Isabelle Hayeur déclare à propos de son travail : « À l’instar du cinéaste Robert Bresson qui considérait que « Le réel brut ne donnera pas a lui seul du vrai » j’appréhende le monde en le recomposant pour en rapporter des images qui le saisiront dans toute sa complexité. La mise en relation de lieux, d’événements et de temporalités aux provenances diverses crée des rapprochements (géographiques et sémantiques.) Elle permet aussi de condenser les territoires pour rendre visible des étendues beaucoup trop vastes pour être contenues sous l’objectif. C’est une façon de faire entrer le hors champ à l’intérieur de l’image. » (Texte en entier sur son site, ici.) Le site internet d’Isabelle Hayeur présente différents aspects de son travail et notamment des galeries de photo bien fournies. Chaque série d’images y est accompagnée d’un commentaire de l’auteure qui nous éclaire sur le sens de ses recherches.

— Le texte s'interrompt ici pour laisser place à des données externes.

PR #103, opened 2021-10-06
Serve API docs from Turing API server

romanwozniak:
### Context:
This PR introduces [swagger-ui-generator](https://github.com/gojek/turing/compare/main...romanwozniak:swagger_gen_dist?expand=1#diff-8deb06e38b91d01d9817aeca9816a99a753c59caab600482a1332d9cd1680d65) script together with necessary refactoring to make it possible to serve API docs from turing-api server.

### Changes:
* Added [swagger-ui-generator](https://github.com/romanwozniak/turing/tree/swagger_gen_dist/scripts/swagger-ui-generator) that downloads specified version of static `swagger-ui` distribution and configures it to be used with a local spec file
* Added [Makefile](https://github.com/gojek/turing/compare/main...romanwozniak:swagger_gen_dist?expand=1#diff-86b84087c9937b69f4fc51b0bce8b8b128d604af74850a2190abd84b604c5ccc) to simplify resolving and merging multiple openapi specs into a single file and downloading swagger ui to be used with that bundled spec file.
* Refactored `web.ServeReactApp` into `server.ServeSinglePageApplication` to re-use it for serving both Turing-UI and Swagger-UI
* Refactored `cmd/main.go` to define all the http routes of turing API with `gorilla/mux` (it was previously mix of `gorilla/mux` routers and `http` package routes)
* Updated helm chart to remove swagger-ui container from the deployment

PR #117, opened 2021-11-02
Handle API path prefix in Authorization Middleware, allow templated Experiment Engine Homepage URL

krithika369:
This PR makes some minor modifications.
1. In an earlier [PR](https://github.com/gojek/turing/pull/103), the set up of the HTTP handler was refactored. The usage of the [Subrouter](https://pkg.go.dev/github.com/gorilla/mux#Route.Subrouter) with [PathPrefix](https://pkg.go.dev/github.com/gorilla/mux#Router.PathPrefix), however, broke the expectation within the Authorization Middleware, causing the resources to be formatted as `v1:projects:{id}:*` as opposed to `projects:{id}:*`. This MR propagates the API handler's path prefix to the Authorization middleware upon initialisation, so it can be ignored at the time of validation.
2. The UI now allows a templated string to be supplied by the experiment engine, for its `home_page_url` property so that the template `{{projectId}}` in the string would be replaced by the current MLP project ID. This is useful for the internal Experiment Engine used in Gojek.

### DIFF
--- a/api/turing/api/appcontext.go
+++ b/api/turing/api/appcontext.go
@@ -43,6 +43,7 @@ type AppContext struct {
 func NewAppContext(
 	db *gorm.DB,
 	cfg *config.Config,
+	apiPathPrefix string,
 	authEnforcer *enforcer.Enforcer,
 	vaultClient vault.VaultClient,
 ) (*AppContext, error) {
@@ -50,7 +51,7 @@ func NewAppContext(
 	var authorizer *middleware.Authorizer
 	var err error
 	if authEnforcer != nil {
-		authorizer, err = middleware.NewAuthorizer(*authEnforcer)
+		authorizer, err = middleware.NewAuthorizer(*authEnforcer, apiPathPrefix)
 		if err != nil {
 			return nil, errors.Wrapf(err, "Failed initializing Authorizer")
 		}
--- a/api/turing/api/appcontext.go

Ce travail n’est pas sans me rappeler celui de Nicolas Faure, photographe suisse dont j’ai aimé une exposition au musée de l’Élysée en 2006. Le thème en était les « jardins » qui se développent sur les bas côtés des autoroutes. Mais le travail de Faure est différent : il se veut surtout documentaire. Ses images sont réalisées au moyen d’une chambre grand format (donc en argentique). Malheureusement, je n’ai pas pu trouver la moindre petite image de cet auteur sur internet !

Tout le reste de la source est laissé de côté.